Automated structure discovery for scanning tunnelling microscopy

Lauri Kurki1, Niko Oinonen1,2, Adam S. Foster1,3

1Aalto University, Espoo, Finland
2Nanolayers Research Computing Ltd., London, UK
3WPI Nano Life Science Institute, Kanazawa, Japan

Scanning tunnelling microscopy (STM) and atomic force microscopy (AFM) functionalized with a CO molecule on the probe apex capture sub-molecular level detail of the electronic and physical structures of a sample from different perspectives [1]. However, the produced images are often difficult to interpret with respect to both physical and chemical structure. To accelerate the analysis, we propose automated machine learning image interpretation tools to extract sample properties directly from bond-resolved STM images [2]. In recent years, there has been rapid development in image analysis methods using machine learning with particular impact in medical imaging. These concepts have been proven effective also in SPM in general and especially for extracting sample properties from AFM images [3,4,5]. We build upon these models utilising convolutional neural networks for image analysis, and show that we can extract atomic positions directly from STM images. Finally, we establish the limits of the approach in an experimental context by predicting atomic structures from STM images of various small organic molecules. We also test the chemical sensitivity of the method by predicting chemical compositions of some organic molecules.
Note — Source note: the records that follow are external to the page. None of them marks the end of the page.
PR #607, opened 2021-07-14
Muxer bandwidth metrics

Menduist:
Total bytes sent in the muxer exposed to metrics

Since this is in the muxer (to differentiate the protocols flows), it's not actual bandwidth (the muxer & other layers overhead are not counted), but gives a good idea of BW usage

To keep cardinality under control, there is one label per known (mounted or dialed) protocol + a global in / out

Here it is running on nimbus for a little while, first syncing then attesting with all subnets:
image

cc @arnetheduck

### DIFF
--- a/libp2p/muxers/mplex/lpchannel.nim
+++ b/libp2p/muxers/mplex/lpchannel.nim
@@ -21,6 +21,8 @@ export connection
 logScope:
   topics = "libp2p mplexchannel"
 
+declareCounter libp2p_muxer_bytes, "total sent or received bytes", ["protocol"]
+
 ## Channel half-closed states
 ##
 ## | State    | Closed local      | Closed remote
--- a/libp2p/muxers/mplex/lpchannel.nim
+++ b/libp2p/muxers/mplex/lpchannel.nim
@@ -21,7 +21,8 @@ export connection
 logScope:
   topics = "libp2p mplexchannel"
 
-declareCounter libp2p_muxer_bytes, "total sent or received bytes", ["protocol"]
+when defined(lipp2p_network_protocols_metrics):
+  declareCounter libp2p_protocols_bytes, "total sent or received bytes", ["protocol", "direction"]
 
 ## Channel half-closed states
 ##
@@ -159,9 +160,9 @@ method readOnce*(s: LPChannel,
   ## or the reads will lock each other.
   try:
     let bytes = await procCall BufferStream(s).readOnce(pbytes, nbytes)
-    libp2p_total_bytes.inc(bytes.int64, labelValues=["in"])
-    if s.tag.len > 0:
-      libp2p_total_bytes.inc(bytes.int64, labelValues=[s.tag])
+    when defined(lipp2p_network_protocols_metrics):
+      if s.tag.len > 0:
+        libp2p_protocols_bytes.inc(bytes.int64, labelValues=[s.tag, "in"])
 
     trace "readOnce", s, bytes
     if bytes == 0:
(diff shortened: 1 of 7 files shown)


dryajov:
We should probably put this behind a flag - it's very easy to flood prometheus with too many metrics. We've ran into this issue multiple times in the past and it's why we're being very sparing with metrics, and specifically label heavy metrics.

arnetheduck:
> To keep cardinality under control, there is one label per known (mounted or dialed) protocol + a global in / out

We probably want to see separate in/out for each protocol - from there, a global can be computed

>  We should probably put this behind a flag

Is it possible for a remote to influence the number of tags? If not, this looks benign:ish, ie in the tens?

Menduist:
I made a global in/out to limit the number of metrics, with a in/out per protocol nimbus would already have 18 time series, whereas right now it only has 11.

And it's pretty easy to guess which protocol caused a in or out spike by looking at the graph, I think

And no, the remote can't add new tags, only known, mounted protocols will be counted

I could leave the global one always on (so only 2 metrics), and put the per protocol one with a CT switch

arnetheduck:
> I made a global in/out to limit the number of metrics, with a in/out per protocol nimbus would already have 18 time series, whereas right now it only has 11.

In/out for most protocols is highly uneven - ie a block request is 200 bytes in and lots of bytes out if it comes from outside - others should be more or less even or slightly biased - ie gossipsub should initially send to all neighbours but when neighbours send messages that have already been seen, this should not result in further fan-out etc - these are important hints to understand systemic issues or bugs in the implementation.

arnetheduck:
> I could leave the global one always on (so only 2 metrics), and put the per protocol one with a CT switch

it might be a good idea to give it a different name, so that the "parametrised" metrics can be summed etc using functions that collect all together

arnetheduck:
See also https://github.com/ethereum/eth2.0-metrics/pull/12/files for "standard" metric names, from which we can get inspiration and alignment

Menduist:
Ok, so I've made one always on global traffic metrics (which has the added benefit of being actual BW since it's at the bottom layer):
image

And a flag activated one, with metric per protocol per side:
image

libp2p/muxers/mplex/lpchannel.nim
```diff
@@ -21,6 +21,9 @@ export connection
 logScope:
   topics = "libp2p mplexchannel"
 
+when defined(lipp2p_network_protocols_metrics):
+  declareCounter libp2p_protocols_bytes, "total sent or received bytes", ["protocol", "direction"]
```
arnetheduck, line 25: btw, what happens for streams / protocols like quic that presumably don't use mplex?

Menduist: We'll need to add the increments in every `lpchannel` equivalent (and probably move the declaration of the counter to `Connection` directly)

Unfortunately, we currently don't have a central place where we could add this metric, because
1) readOnce & writeOnce can be called directly and do not call the parent method
2) and if they called the parent method, that would be wrong because each layer would add to the counter, where in reality we only want to increment in the muxer

dryajov: Keep in mind, that we already have some traffic metrics, but at the chronosstream layer - https://github.com/status-im/nim-libp2p/blob/unstable/libp2p/stream/chronosstream.nim#L31-L34, this was yet another one off attempt. At this rate we'll end up with a bunch of this everywhere, I think it's time we think of a more consistent approach?

dryajov (approved):
Looks good, but this is definitely not a scalable approach long term, we've got way too many metrics spread across the entire codebase - just look at pubsub. This is getting quite a bit unmanageable (IMO) and we should start thinking about some less invasive and more scalable way of doing this. At the very least, we should catalog the ones we have.

libp2p/muxers/mplex/lpchannel.nim
Menduist: Yes, theses ones were made to be per agent ones. Maybe we could have some flags-defined labels?
So one could choose which flags is used during compilation: agent, protocol, direction, etc.

But if we activate all flags, we would have `nagent * nprotocol * ndirection` time value series, instead of `nagent + nprotocol + ndirection` one, so not ideal..

dryajov: Yeah, that's why I say that this is becoming unmanageable, we have this metrics spread across everywhere and they are now hard to track. I don't have a straightforward solution for this unfortunately and it does look like it's at a point where it requires some focused attention.

PR #608, opened 2021-07-15
Fix tls

dryajov:
@Menduist this addresses some potential race conditions during closing as well as some minor cleanup. The core of the issues related to Tls tests are being addressed in https://github.com/status-im/nim-websock/pull/84


Menduist (approved):
Thanks!

PR #609, opened 2021-07-16
Fix transport's switch start

Menduist:
The current way the switch is started is wrong, because the transport may take some time to `start` (it's async), but the switch assumes that the `t.ma` is valid and that the `t.running` is true without waiting for `start` to finish.

This can have some pretty bad consequence (for instance not starting the accept loop, as happens here https://ci.status.im/blue/organizations/jenkins/nimbus%2Fnimbus-eth2%2Fmultibranch/detail/PR-2724/1/pipeline/), so merging against master.

By the way, I never understood why we returned the futures of the transport starting? I would remove it, but it would break API. So returning an empty seq

EDIT: not returning and empty seq anymore to allow caller to check how many transports start to fail. But we could find a better way I'm sure (eg returning the number of transports which started successfully, allowing the caller to do `assert await node.start() > 0` or something like that)

### DIFF
--- a/libp2p/switch.nim
+++ b/libp2p/switch.nim
@@ -203,32 +203,6 @@ proc accept(s: Switch, transport: Transport) {.async.} = # noraises
         await conn.close()
       return
 
-proc start*(s: Switch): Future[seq[Future[void]]] {.async, gcsafe.} =
-  trace "starting switch for peer", peerInfo = s.peerInfo
-  var startFuts: seq[Future[void]]
-  for t in s.transports: # for each transport
-    for i, a in s.peerInfo.addrs:
-      if t.handles(a): # check if it handles the multiaddr
-        let transpStart = t.start(a)
-        startFuts.add(transpStart)
-        try:
-          await transpStart
-          s.peerInfo.addrs[i] = t.ma # update peer's address
-          s.acceptFuts.add(s.accept(t))
-        except CancelledError:
-          raise
-        except CatchableError as exc:
-          debug "Failed to start one transport", address = $a, err = exc.msg
-          continue
-
-  proc peerIdentifiedHandler(peerInfo: PeerInfo, event: PeerEvent) {.async.} =
-    s.peerStore.replace(peerInfo)
-
-  s.connManager.addPeerEventHandler(peerIdentifiedHandler, PeerEventKind.Identified)
-
-  debug "Started libp2p node", peer = s.peerInfo
-  return startFuts # listen for incoming connections
-
 proc stop*(s: Switch) {.async.} =
   trace "Stopping switch"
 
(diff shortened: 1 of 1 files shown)


libp2p/switch.nim
```diff
@@ -209,10 +209,9 @@ proc start*(s: Switch): Future[seq[Future[void]]] {.async, gcsafe.} =
   for t in s.transports: # for each transport
     for i, a in s.peerInfo.addrs:
       if t.handles(a): # check if it handles the multiaddr
-        var server = t.start(a)
+        await t.start(a)
```
arnetheduck, line 212: this will raise an exception if start fails, unlike the previous code which would keep going - is that intended?

Menduist: This is [how nimbus](https://github.com/status-im/nimbus-eth2/blob/07a1c5716b707e7244eb312bed68c92c1fb9508d/beacon_chain/networking/eth2_network.nim#L1175-L1179) expects it

But I can change it, I can see cases were you don't mind about loosing one transport

arnetheduck: not quite - if you read the code carefully, you'll see that the previous code _never raises_ an exception - that means that nimbus will never catch one either.

In fact, the way the code is currently written, exceptions raised during `start` will silently be ignored by nimbus (which is wrong) - if an exception happens, it will be stored in one of the returned futures _inside_ the sequence, but nobody ever checks those - this needs fixing both here and in nimbus

arnetheduck: > By the way, I never understood why we returned the futures of the transport starting? I would remove it, but it would break API. So returning an empty seq

that's also the answer to why the futures are returned: if one of the accepts fails, the calling code can in theory figure out why and which connection failed - this is of course an extremely poor API to do so (because it requires knowledge about iteration order which is an implementation detail, but nonetheless).

It's a classic example of why we've moved on from exceptions in general: the semantics are hard to reason about and it's easy to miss where errors happen and why.

libp2p/switch.nim
```diff
@@ -209,9 +209,17 @@ proc start*(s: Switch): Future[seq[Future[void]]] {.async, gcsafe.} =
...
-        await t.start(a)
-        s.peerInfo.addrs[i] = t.ma # update peer's address
-        s.acceptFuts.add(s.accept(t))
+        let transpStart = t.start(a)
+        startFuts.add(transpStart)
+        try:
+          await transpStart
+          s.peerInfo.addrs[i] = t.ma # update peer's address
+          s.acceptFuts.add(s.accept(t))
+        except CancelledError:
```
arnetheduck, line 218: this introduces a leak because one one start has succeeded and cancellation happens during the second, the first start is "lost"

libp2p/switch.nim
Menduist: > not quite - if you read the code carefully, you'll see that the previous code _never raises_ an exception - that means that nimbus will never catch one either.
> 
> In fact, the way the code is currently written, exceptions raised during `start` will silently be ignored by nimbus (which is wrong) - if an exception happens, it will be stored in one of the returned futures _inside_ the sequence, but nobody ever checks those - this needs fixing both here and in nimbus

Yes, that's why I said that nimbus _expected_ for libp2p to throw, but indeed, libp2p doesn't throw :)

I think it would be better to return the number of transport that failed to start, and then let the application either quit immediately, or check inside `switch.transports` which one failed to start if they don't mind loosing a few ones

libp2p/switch.nim
```diff
@@ -250,6 +231,33 @@ proc stop*(s: Switch) {.async.} =
...
+    for i, a in s.peerInfo.addrs:
+      if t.handles(a): # check if it handles the multiaddr
+        let transpStart = t.start(a)
+        startFuts.add(transpStart)
+        try:
+          await transpStart
+          s.peerInfo.addrs[i] = t.ma # update peer's address
+          s.acceptFuts.add(s.accept(t))
+        except CancelledError:
+          await s.stop()
```
arnetheduck, line 247: technically, this will call stop on transports which have not yet started .. that's an imbalance in starts vs stops, but one can hope that's handled somewhere..

libp2p/switch.nim
```diff
@@ -250,6 +231,33 @@ proc stop*(s: Switch) {.async.} =
...
+  trace "starting switch for peer", peerInfo = s.peerInfo
+  var startFuts: seq[Future[void]]
+  for t in s.transports: # for each transport
+    for i, a in s.peerInfo.addrs:
+      if t.handles(a): # check if it handles the multiaddr
+        let transpStart = t.start(a)
+        startFuts.add(transpStart)
+        try:
+          await transpStart
+          s.peerInfo.addrs[i] = t.ma # update peer's address
```
arnetheduck, line 244: if there are two transports, won't this overwrite `addrs[i]`?

Menduist: The idea is that each transport handle a different set of addresses, but it's not handled correctly ATM, we're working on it in #598

libp2p/switch.nim
Menduist: Yes, stopping a non started transport is not an issue

libp2p/switch.nim
```diff
@@ -250,6 +231,33 @@ proc stop*(s: Switch) {.async.} =
...
+          s.acceptFuts.add(s.accept(t))
+        except CancelledError:
```
dryajov, line 246: `except CancelledError as exc: raise exc` - the alternative is highly error prone and has shown to regress in several occations.

dryajov (approved):
LGTM, good comments by @arnetheduck 👍

PR #610, opened 2021-07-22
Remove peer info

Menduist:
Really wip,
Removing peer info from the connection in favor of the PeerStore in the switch

A connection now __must__ hold a PeerID, whereas before it was optional. It seems OK with the libp2p specs, though we should update PlainText to 2.0.0 to get peerids with this protocol


libp2p/protocols/identify.nim
```diff
@@ -150,24 +157,26 @@ proc identify*(p: Identify,
...
-              local = remotePeerInfo.peerId
+              local = remotePeerId
 
         raise newException(IdentityNoMatchError, "Peer ids don't match")
+  else:
+    raise newException(IdentityInvalidMsgError, "No pubkey in identify")
 
-proc new*(T: typedesc[IdentifyPush], connManager: ConnManager): T =
-  let identifypush = T(connManager: connManager)
+proc new*(T: typedesc[IdentifyPush], handler: IdentifyPushHandler = nil): T =
```
dryajov, line 175: Should we split this out into it's own PR?

Menduist: It would duplicate a bit of work, since this PR completely breaks the identify process anyway
And right now nobody uses the IdentifyPush, so should be ok to modify it "sneakily"

But I can split if you want

Menduist:
My last commit is a bit "controversial",

Now `PeerInfo` is _only_ used for the local peer info (so as a "Private Key + addresses + protos" store, basically)
It doesn't seem to break everything, and at least it's "simpler", but if someone don't like it I can revert it easily.

Apart from that, we got green ci :tada:, but I need to check that the `shortAgent` thing is good.

dryajov:
> My last commit is a bit "controversial",
> 
> Now `PeerInfo` is _only_ used for the local peer info (so as a "Private Key + addresses + protos" store, basically)
> It doesn't seem to break everything, and at least it's "simpler", but if someone don't like it I can revert it easily.
> 
> Apart from that, we got green ci 🎉, but I need to check that the `shortAgent` thing is good.

I would unify `PeerInfo` with `StoredInfo` from the peerstore and use that for the local info as well, no need to duplicate structures if they are almost identical.

Menduist:
In the end I removed the PrivateKey from PeerInfo, made the PublicKey mandatory, and StoredInfo is now an alias to PeerInfo

Menduist:
Without further modification, `PeerInfo` needs to stay a `ref`, because it's shared by Identify & the Switch

Could change the flow a bit, but I think this PR is big enough as is

libp2p/switch.nim
```diff
@@ -250,6 +245,21 @@ proc stop*(s: Switch) {.async.} =
 
   trace "Switch stopped"
 
+proc updatePeerInfo*(
```
dryajov, line 248: Is this being called anywhere?

dryajov (dismissed):
LGTM

libp2p/switch.nim
```diff
@@ -267,26 +277,8 @@ proc newSwitch*(peerInfo: PeerInfo,
     transports: transports,
     connManager: connManager,
     peerStore: PeerStore.new(),
-    dialer: Dialer.new(peerInfo, connManager, transports, ms))
+    dialer: Dialer.new(peerInfo.peerId, connManager, transports, ms))
 
+  switch.connManager.peerStore = switch.peerStore
```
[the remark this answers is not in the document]
Menduist: You mean the connManager constructor?
The issue is that currently the connManager is created in the builder (or app), and the peerStore is created directly here.

Or you mean pass the peerStore to `newSwitch`, and though create the peerStore in the builder?

libp2p/switch.nim
Menduist: Not ATM (only required in a test), but this is in preparation to the integration of push identify in the switch.
Not done in this PR because this will change a few things too unrelated

Menduist: I've moved to PeerStore, now it's used both by the regular upgrade flow and the push identify

libp2p/protocols/pubsub/rpc/message.nim
```diff
@@ -77,9 +77,6 @@ proc init*(
     let peer = peer.get()
     msg.fromPeer = peer.peerId
     if sign:
-      if peer.keyType != KeyType.HasPrivate:
-        raise (ref LPError)(msg: "Cannot sign message without private key")
-
       msg.signature = sign(msg, peer.privateKey).expect("Couldn't sign message!")
       msg.key = peer.privateKey
```
dryajov, line 81: yaiks! this needs to be public key!

Menduist: Ah, `getKey` actually gives the publicKey, and since the chaining is on next line, it looks wrong here, but is actually giving the publicKey.
I'll do a PR to rename `getKey` to `getPublicKey` to avoid the confusion

Menduist: #621

jm-clius (approved):
Going to result in a number of interesting breaks in `nim-waku`, but otherwise LGTM! 😄

dryajov (dismissed):
LGTM

Menduist:
Last commit fixes the shortAgent - it's pretty ugly, can't wait to clean up the metrics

[1] Cai, S., Kurki, L., Xu, C., Foster, A. S., Liljeroth, P., J. Am. Chem. Soc. 144, 20227-20231 (2022).

[2] Kurki, L., Oinonen, N., Foster, A.S., ACS Nano, 18, 17, 11130–11138 (2024).

[3] Alldritt, B., Hapala, P., Oinonen, N., Urtev, F., Krejci, O., Canova, F. F., Kannala, J., Schulz, F., Liljeroth, P., Foster, A. S., Sci. Adv. 6, eaay6913 (2020).

[4] Carracedo-Cosme, J., Perez, R., npj Comput. Mater. 10, 19 (2024).

[5] Oinonen, N., Kurki, L., Ilin, A., Foster, A.S., MRS Bulletin 47, 895-905 (2022).